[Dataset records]
↓↓↓

PR #9013, opened 2025-08-12
[Not to land] Testing HttpEngine with Call Decorator

yschimke:
- [ ] Clone https://github.com/google/cronet-transport-for-okhttp/ for testing
- [ ] Update to Kotlin
- [ ] Add a test
- [ ] Migrate to Call.Decorator
- [ ] Fix cancellation cleanly


okhttp/src/commonJvmAndroid/kotlin/okhttp3/Call.kt
```diff
@@ -96,4 +96,33 @@ interface Call : Cloneable {
...
+   * - Return some [Call] implementation that will immediately fail avoiding network calls based on network or
+   *   authentication state.
+   * - Redirect the [Call], such as using an alternative [Call.Factory].
+   * - Defer execution, something not safe in an Interceptor.
+   *
+   * It should not throw an exception, instead it should return a Call that will fail on [Call.execute].
+   *
+   * A Decorator that changes the OkHttpClient should typically retain later decorators in the new client.
+   */
+  fun interface Decorator {
```
edechamps-Google, line 118: Is adding a brand new public abstraction just for this really worth it? It seems more straightforward to add cancellation support to interceptors (#7164), and treat the HttpEngine interceptor as a "special snowflake" in RealCall. Arguably this wouldn't be as clean as RealCall would need to be aware of HttpEngineInterceptor's existence, but it's not like your approach is squeaky clean either, given you have to refer to OkHttp internals in HttpEngineDecorator (e.g. manually calling `BridgeInterceptor` which is an internal class). Since neither approach achieves perfect decoupling between the HttpEngine bridge and OkHttp internals, I'd be inclined to go for the most straightforward one.

okhttp/src/androidMain/kotlin/okhttp3/android/httpengine/HttpEngineCallDecorator.kt
```diff
@@ -0,0 +1,87 @@
...
+import okhttp3.OkHttpClient
+import okhttp3.Request
+import okhttp3.internal.SuppressSignatureCheck
+import okhttp3.internal.cache.CacheInterceptor
+import okhttp3.internal.http.BridgeInterceptor
+import okhttp3.internal.http.RetryAndFollowUpInterceptor
+
+@SuppressSignatureCheck
+class HttpEngineCallDecorator(
+  internal val httpEngine: HttpEngine,
```
edechamps-Google, line 19: It is debatable whether this should use HttpEngine directly, or if it should use the Cronet API wrapper (which would then call HttpEngine). The Cronet API wrapper is more flexible and would make it possible to use other variants of Cronet (such as embedded of Play Services) if we ever want to, but the downside is it would involve OkHttp taking a new dependency on the (very small) cronet-api Maven package.

edechamps-Google, line 19: It is debatable whether we want to let the user choose which HttpEngine to use. Arguably this code should instantiate HttpEngine and should configure it by interpreting OkHttpClient settings. Otherwise we may end up backing ourselves into a corner by providing too much flexibility to the user.

okhttp/src/commonJvmAndroid/kotlin/okhttp3/Call.kt
yschimke: It exists for other reasons, and is just the best way to express this problem. Call.Factory could be similar, but isn't well adopted. I fear we lost that argument.

https://github.com/square/okhttp/pull/8376
https://github.com/square/okhttp/pull/8800

> manually calling BridgeInterceptor which is an internal class

Yep, we should fix this, and have a clean set of APIs for bridging interceptors like Cronet

> I'd be inclined to go for the most straightforward one.

I don't think we would do that if it meant treating HttpEngine as a special snowflake in RealCall.

okhttp/src/androidMain/kotlin/okhttp3/android/httpengine/HttpEngineCallDecorator.kt
yschimke: I think that dependency **is** the blocker here.

But also, a first version of this should probably be a v2.0 of the [google/cronet-transport-for-okhttp](https://github.com/google/cronet-transport-for-okhttp)

So that can do whatever makes sense?

yschimke: Yep, I'm not aware of what we expect an app developer to configure in typical cases?

Do we want them to allowlist their known hosts for HTTP/3?

But no objection from me. Your call.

↑↑↑

Goal of the exercise |
Copy every line of the records word for word.

Answer box |
PR #9013, opened 2025-08-12
[Not to land] Testing HttpEngine with Call Decorator

yschimke:
- [ ] Clone https://github.com/google/cronet-transport-for-okhttp/ for testing
- [ ] Update to Kotlin
- [ ] Add a test
- [ ] Migrate to Call.Decorator
- [ ] Fix cancellation cleanly


okhttp/src/commonJvmAndroid/kotlin/okhttp3/Call.kt
```diff
@@ -96,4 +96,33 @@ interface Call : Cloneable {
...
+   * - Return some [Call] implementation that will immediately fail avoiding network calls based on network or
+   *   authentication state.
+   * - Redirect the [Call], such as using an alternative [Call.Factory].
+   * - Defer execution, something not safe in an Interceptor.
+   *
+   * It should not throw an exception, instead it should return a Call that will fail on [Call.execute].
+   *
+   * A Decorator that changes the OkHttpClient should typically retain later decorators in the new client.
+   */
+  fun interface Decorator {
```
edechamps-Google, line 118: Is adding a brand new public abstraction just for this really worth it? It seems more straightforward to add cancellation support to interceptors (#7164), and treat the HttpEngine interceptor as a "special snowflake" in RealCall. Arguably this wouldn't be as clean as RealCall would need to be aware of HttpEngineInterceptor's existence, but it's not like your approach is squeaky clean either, given you have to refer to OkHttp internals in HttpEngineDecorator (e.g. manually calling `BridgeInterceptor` which is an internal class). Since neither approach achieves perfect decoupling between the HttpEngine bridge and OkHttp internals, I'd be inclined to go for the most straightforward one.

okhttp/src/androidMain/kotlin/okhttp3/android/httpengine/HttpEngineCallDecorator.kt
```diff
@@ -0,0 +1,87 @@
...
+import okhttp3.OkHttpClient
+import okhttp3.Request
+import okhttp3.internal.SuppressSignatureCheck
+import okhttp3.internal.cache.CacheInterceptor
+import okhttp3.internal.http.BridgeInterceptor
+import okhttp3.internal.http.RetryAndFollowUpInterceptor
+
+@SuppressSignatureCheck
+class HttpEngineCallDecorator(
+  internal val httpEngine: HttpEngine,
```
edechamps-Google, line 19: It is debatable whether this should use HttpEngine directly, or if it should use the Cronet API wrapper (which would then call HttpEngine). The Cronet API wrapper is more flexible and would make it possible to use other variants of Cronet (such as embedded of Play Services) if we ever want to, but the downside is it would involve OkHttp taking a new dependency on the (very small) cronet-api Maven package.

edechamps-Google, line 19: It is debatable whether we want to let the user choose which HttpEngine to use. Arguably this code should instantiate HttpEngine and should configure it by interpreting OkHttpClient settings. Otherwise we may end up backing ourselves into a corner by providing too much flexibility to the user.

okhttp/src/commonJvmAndroid/kotlin/okhttp3/Call.kt
yschimke: It exists for other reasons, and is just the best way to express this problem. Call.Factory could be similar, but isn't well adopted. I fear we lost that argument.

https://github.com/square/okhttp/pull/8376
https://github.com/square/okhttp/pull/8800

> manually calling BridgeInterceptor which is an internal class

Yep, we should fix this, and have a clean set of APIs for bridging interceptors like Cronet

> I'd be inclined to go for the most straightforward one.

I don't think we would do that if it meant treating HttpEngine as a special snowflake in RealCall.

okhttp/src/androidMain/kotlin/okhttp3/android/httpengine/HttpEngineCallDecorator.kt
yschimke: I think that dependency **is** the blocker here.

But also, a first version of this should probably be a v2.0 of the [google/cronet-transport-for-okhttp](https://github.com/google/cronet-transport-for-okhttp)

So that can do whatever makes sense?

yschimke: Yep, I'm not aware of what we expect an app developer to configure in typical cases?

Do we want them to allowlist their known hosts for HTTP/3?

But no objection from me. Your call.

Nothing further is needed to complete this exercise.